_WHAT YOU NEED TO DO_
Starting at the first line and ending at the last, reproduce the records below exactly.

Segment Start: DATA FOR ANALYSIS

PR #4973, opened 2021-07-02
Add ignore-git option

balsoft:
Allows to ignore .git directories when interpreting local flake references,
thus interpreting all local flakes as path:// and not git+file://. This
has multiple effects, notably:

- (pro) Allows to use flakes without adding flake.nix to the index (useful for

Segment End: DATA FOR ANALYSIS

_FINISHED EXERCISE_
PR #4973, opened 2021-07-02
Add ignore-git option

balsoft:
Allows to ignore .git directories when interpreting local flake references,
thus interpreting all local flakes as path:// and not git+file://. This
has multiple effects, notably:

- (pro) Allows to use flakes without adding flake.nix to the index (useful for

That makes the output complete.